***** DATASET EXTRACT *****
PR #19, opened 2024-05-26
[DEVEX-130] Add documentation static website initial structure

gunzip:
### List of changes

Added initial structure for Docusaurus GithHub pages.

### Motivation and context

This will let dx team to document tools
and build a website with the documentation.

### Type of changes

- [x] Add new resources

- [X] No


.github/workflows/docs_website_test.yaml
```diff
@@ -0,0 +1,34 @@
+name: Test deployment
```
Krusty93, line 1:
```suggestion
name: Validate GitHub Pages Website
```

.github/workflows/docs_website_publish.yaml
```diff
@@ -0,0 +1,59 @@
...
+
+jobs:
+  build:
+    name: Build Docusaurus
+    runs-on: ubuntu-latest
+    steps:
+      - uses: actions/checkout@v4
+        with:
+          fetch-depth: 0
+      - uses: actions/setup-node@v4
```
lucacavallaro, line 25: since we are using `packageManager` property on `package.json` we have to enable corepack before `actions/setup-node`

see https://github.com/pagopa/dx/blob/main/.github/workflows/js_code_review.yaml#L14

.github/workflows/docs_website_publish.yaml
```diff
@@ -0,0 +1,59 @@
...
+defaults:
+  run:
+    working-directory: ./website
+
+jobs:
+  build:
+    name: Build Docusaurus
+    runs-on: ubuntu-latest
+    steps:
+      - uses: actions/checkout@v4
```
lucacavallaro, line 22:
```suggestion
      - uses: actions/checkout@a5ac7e51b41094c92402da3b24376905380afc29 # v4.1.6
```

(all the action used must be referenced by the commit sha)

lucacavallaro (changes requested):

lucacavallaro (approved):

PR #26, opened 2024-05-27
[DEVEX-131] New TF module to create an Azure App Service

Krusty93:
### List of changes

A new module to create an Azure App Service.

This module creates:

subnet for the app service
production slot
staging slot
private endpoints
This module DOES NOT use vnet routing rules, but instead uses private endpoints to regulate app service access. Then, access is disabled from outside the vnet (without the vpn).

Naming convention is also forced.

### Motivation and context

Actual module is too complex and does not force to use certain patterns like private endpoints

### Type of changes

- [X] Add new resources

- [X] No

### DIFF
--- a/infra/modules/azure_app_service/app_service_plan.tf
+++ b/infra/modules/azure_app_service/app_service_plan.tf
@@ -1,0 +1,12 @@
+resource "azurerm_service_plan" "this" {
+  count = local.app_service_plan.enable ? 1 : 0
+
+  name                   = "${local.project}-${var.environment.domain}-${var.environment.app_name}-asp-${var.environment.instance_number}"
+  location               = var.environment.location
+  resource_group_name    = var.resource_group_name
+  os_type                = "Linux"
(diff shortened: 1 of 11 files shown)


infra/modules/azure_app_service/app_service_plan.tf
```diff
@@ -0,0 +1,12 @@
+resource "azurerm_service_plan" "this" {
+  count = local.app_service_plan.enable ? 1 : 0
```
gunzip, line 2: may you add a comment on why we can disable service plan?

Krusty93: I think it's described as variable documentation: https://github.com/pagopa/dx/pull/26/files#diff-8f8180c01ecb10d9bb9bed1f97e62b618a83b7b232d939e01a8cdd95182b458dR24

gunzip (approved):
*****
* **PROBLEM**
Sift through the material above and copy the lines that contain the word "actions".

* **RESULT OF THIS EXERCISE**
+      - uses: actions/checkout@v4
+      - uses: actions/setup-node@v4
lucacavallaro, line 25: since we are using `packageManager` property on `package.json` we have to enable corepack before `actions/setup-node`
+      - uses: actions/checkout@v4
      - uses: actions/checkout@a5ac7e51b41094c92402da3b24376905380afc29 # v4.1.6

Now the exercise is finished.